## GIVEN DATA
PR #14917, opened 2023-06-22
[auto-materialize][refactor] Use new instance methods

OwenKephart:
## Summary & Motivation

Ok this is a massive set of changes, but please be heartened by the fact that all tests continue to pass, and there is a net removal of ~100LoC.

High level, we previously treated observable source assets and regular assets quite differently, leading to us having to fork down different code paths for each. This also lead to this weird situation where:

- For observable source assets, we factored in data versions, but did not support partitioned source assets
- For regular assets, we supported partitioned assets, but did not factor in data versions

Now, we support partitioned observable sources (factoring in data versions), and the only thing stopping us from factoring in data versions for regular assets is a single conditional (which I left in there until we do an evaluation of the perf impact this might incur).

Previously, we had code strewn about in serval different places to deal with the differences between observable source assets (which require grabbing asset observation events) and regular assets (where we get materializations). Now, both go through the same functions (the big ones being `get_latest_record()` and `get_new_asset_partitions()`). This lets us avoid a bunch of junk in `find_parent_materialized_asset_partitions()`.

This will also be hugely more performant in cases where we're evaluating a large number of partitions of the same asset in a single tick (the classic example would be unpartitioned -> static partitioned). This takes advantage of our new `get_latest_materialization_id_by_partition` functionality.

With a single db call, we can know what the most recent storage id for each of the static partitions is. Similarly, we'll know the latest storage id of the unpartitioned asset. To find all the partitions that have been updated after the unpartitioned asset, we just need to compare the relevant numbers (so total of 2 db calls). Compare this to the previous world in which we'd need a separate db call for each partition to get the latest storage id.


python_modules/dagster/dagster/_utils/caching_instance_queryer.py
```diff
@@ -572,82 +410,131 @@ def has_dynamic_partition(self, partitions_def_name: str, partition_key: str) ->
...
+                else None,
+            )
+            return {
+                AssetKeyPartitionKey(asset_key, partition_key): DataVersion(tags[DATA_VERSION_TAG])
+                if tags.get(DATA_VERSION_TAG)
+                else None
+                for partition_key, tags in query_result.items()
+            }
+
+    def get_new_asset_partitions(
```
sryza, line 452: This method name makes me expect that it's returning asset partitions that previously didn't exist, independently of what has been materialized. I think it should have a more specific name, as well as include docstring that explains what precisely it's aiming to return.

python_modules/dagster/dagster/_utils/caching_instance_queryer.py
```diff
@@ -154,172 +155,93 @@ def _get_latest_materialization_record(
...
-            return not self.materialization_exists(b, after_cursor=latest_a.storage_id)
-        else:
-            latest_b = self.get_latest_materialization_record(b)
-            if latest_b is None:
-                return False
-            return self.materialization_exists(a, after_cursor=latest_b.storage_id)
+        return (self.get_latest_storage_id(asset_partition) or 0) > (after_cursor or 0)
 
-    def get_latest_materialization_record(
+    def get_latest_record(
```
sryza, line 210: I think this needs a more specific name

python_modules/dagster/dagster/_utils/caching_instance_queryer.py
```diff
@@ -154,172 +155,93 @@ def _get_latest_materialization_record(
...
+        materialized, returns None.
+
+        Args:
+            asset_partition (AssetKeyPartitionKey): The asset partition to query.
+        """
+        return self._get_latest_storage_ids(asset_key=asset_partition.asset_key).get(
+            asset_partition
+        )
+
+    def record_exists(
```
sryza, line 195: I think this needs a more specific name. `asset_partition_has_observation_or_materialization`?

python_modules/dagster/dagster/_utils/caching_instance_queryer.py
```diff
@@ -154,172 +155,93 @@ def _get_latest_materialization_record(
         )
         return next(iter(records), None)
 
-    def materialization_exists(
+    @cached_method
+    def _get_latest_storage_ids(
```
sryza, line 159: I think this needs a more specific name

python_modules/dagster/dagster/_core/execution/asset_backfill.py
```diff
@@ -747,9 +752,20 @@ def execute_asset_backfill_iteration_inner(
     if request_roots:
         initial_candidates.update(asset_backfill_data.get_target_root_asset_partitions())
 
-        next_latest_storage_id = instance_queryer.get_latest_storage_id(
-            DagsterEventType.ASSET_MATERIALIZATION
+        next_latest_storage_id = None
```
sryza, line 755: I think it's worth making sure the `CachingInstanceQueryer` has some method that does this, to avoid enlarging this already-large function.

sryza (approved):

PR #14920, opened 2023-06-22
[bug] Fix issue with offsetted TimeWindowPartitionMappings

OwenKephart:
## Summary & Motivation

Added test, and it failed. Now it passes

Likely avoided detection as we rarely call `get_downstream_partitions_for_partitions` (basically only in the AutoMaterialize world as far as I'm aware)


clairelin135 (approved):
🙌

PR #14926, opened 2023-06-23
[dagster-dbt] fix failing tests

OwenKephart:
## Summary & Motivation

Followup to the pinning required for dbt-core==1.5.2

Three things:

0. Unpin the dependencies
1. Deprecate the use of the state parameter in DbtManifestAssetSelection (this is experimental, and we don't have high confidence that supporting state like this is a good idea)
2. Update the test_ls* tests to be less brittle. We don't have a consistent structured format to compare against (and different versions would end up producing different numbers of lines), so instead we just do a spot check that all the things we expect to be in the output are, and that nothing we don't expect to be in the output is.


jmsanders (approved):
Love it. Thanks so much!

PR #14929, opened 2023-06-23
Gracefully handle unloadable code locations in asset backfill logic

clairelin135:
Certain users are sometimes seeing a mysterious asset backfill deserialization error:
```
2023-06-23 14:45:18 -0700 - dagster.daemon.BackfillDaemon - ERROR - Backfill failed for dummy_backfill: dagster._core.errors.DagsterDefinitionChangedDeserializationError: Asset asset_a had a PartitionsDefinition at storage-time, but no longer does
```

This error can occur in a variety of situations:
- the code location is no longer loadable (i.e. the location now has a definition-time error, or some gRPC error)
- the asset no longer exists in the workspace
- the asset's partitions def has been removed

This PR clarifies the error messaging to be more informative. Now we:
- raise warnings when some code locations cannot load, like we do in the scheduler and sensor daemons. By raising a warning instead of an exception, we allow backfill with loadable code locations to proceed.
- raise a more informative error when a targeted asset does not exist in the workspace

### DIFF
--- a/python_modules/dagster/dagster/_core/definitions/asset_graph_subset.py
+++ b/python_modules/dagster/dagster/_core/definitions/asset_graph_subset.py
@@ -6,7 +6,10 @@ from dagster._core.definitions.partition import (
     PartitionsDefinition,
     PartitionsSubset,
 )
-from dagster._core.errors import DagsterDefinitionChangedDeserializationError
+from dagster._core.errors import (
+    DagsterAssetBackfillDataLoadError,
+    DagsterDefinitionChangedDeserializationError,
+)
 from dagster._core.instance import DynamicPartitionsStore
 
 from .asset_graph import AssetGraph
@@ -205,6 +208,14 @@ class AssetGraphSubset:
         partitions_subsets_by_asset_key: Dict[AssetKey, PartitionsSubset] = {}
         for key, value in serialized_dict["partitions_subsets_by_asset_key"].items():
             asset_key = AssetKey.from_user_string(key)
+
+            if asset_key not in asset_graph.all_asset_keys:
+                raise DagsterAssetBackfillDataLoadError(
+                    f"Asset {key} does not exist. This error may occur when (1) the asset's code"
+                    " location is unloadable or (2) the asset has been removed. When (1) occurs,"
+                    " review the backfill daemon logs to see which code locations are unloadable."
+                )
+
             partitions_def = asset_graph.get_partitions_def(asset_key)
 
             if partitions_def is None:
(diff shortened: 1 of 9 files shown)


python_modules/dagster/dagster/_core/execution/asset_backfill.py
```diff
@@ -417,8 +419,23 @@ def fetch_cancelable_run_ids_for_asset_backfill(instance: DagsterInstance, backf
...
 
+def _check_workspace_is_loadable(context: IWorkspace, logger: logging.Logger) -> None:
+    location_entries_by_name = {
+        location_entry.origin.location_name: location_entry
+        for location_entry in context.get_workspace_snapshot().values()
+    }
+
+    for location_name, location_entry in location_entries_by_name.items():
+        if location_entry.load_error:
+            logger.warning(
```
clairelin135, line 430: Here we just throw a warning instead of erroring. This is because if just one location in the workspace is unloadable, we don't want to terminate unaffected backfills

python_modules/dagster/dagster/_core/definitions/asset_graph_subset.py
```diff
@@ -205,6 +208,14 @@ def from_storage_dict(
         partitions_subsets_by_asset_key: Dict[AssetKey, PartitionsSubset] = {}
         for key, value in serialized_dict["partitions_subsets_by_asset_key"].items():
             asset_key = AssetKey.from_user_string(key)
+
+            if asset_key not in asset_graph.all_asset_keys:
+                raise DagsterAssetBackfillDataLoadError(
```
sryza, line 213: It's weird to have a backfill-specific error in `AssetGraphSubset`, which can be used in places other than backfills.

sryza (commented):
I think the most helpful way to error would be something like "Definition for asset {key} could not be found. This could be because it's inside a code location that's failing to load:  {unloadable_code_locations}." A lot of users won't have access to their daemon logs (especially in Cloud I think?).

Thoughts? To do that, we might need to catch the error in `AssetBackfillData.from_serialized` and re-throw.

clairelin135:
@sryza That sounds like a good call to me. I've amended this PR to just raise the `DefinitionChangedDeserializationError` from asset graph subset, and to catch this error and raise a more specific error in the asset backfill.

The new error that occurs: 
```python
dagster._core.errors.DagsterAssetBackfillDataLoadError: Asset asset_a existed at storage-time, but no longer does. This could be because it's inside a code location that's failing to load: ['unloadable']
```

PR #14931, opened 2023-06-23
[prototype] return AssetMaterialization

alangenfeld:
explorations for returning AssetMaterializtion directly

### DIFF
--- a/python_modules/dagster/dagster/_core/definitions/events.py
+++ b/python_modules/dagster/dagster/_core/definitions/events.py
@@ -20,6 +20,7 @@ import dagster._check as check
 import dagster._seven as seven
 from dagster._annotations import PublicAttr, experimental_param, public
 from dagster._core.definitions.data_version import DataVersion
+from dagster._core.errors import DagsterInvariantViolationError
 from dagster._core.storage.tags import MULTIDIMENSIONAL_PARTITION_PREFIX, SYSTEM_TAG_PREFIX
 from dagster._serdes import whitelist_for_serdes
 from dagster._serdes.serdes import NamedTupleSerializer
@@ -484,7 +485,7 @@ class AssetMaterialization(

## WHAT IS NEEDED
Give back the records word for word. Start at the first line, end at the line containing "- For regular", and include both.

## ANSWER TO THIS EXERCISE
PR #14917, opened 2023-06-22
[auto-materialize][refactor] Use new instance methods

OwenKephart:
## Summary & Motivation

Ok this is a massive set of changes, but please be heartened by the fact that all tests continue to pass, and there is a net removal of ~100LoC.

High level, we previously treated observable source assets and regular assets quite differently, leading to us having to fork down different code paths for each. This also lead to this weird situation where:

- For observable source assets, we factored in data versions, but did not support partitioned source assets
- For regular assets, we supported partitioned assets, but did not factor in data versions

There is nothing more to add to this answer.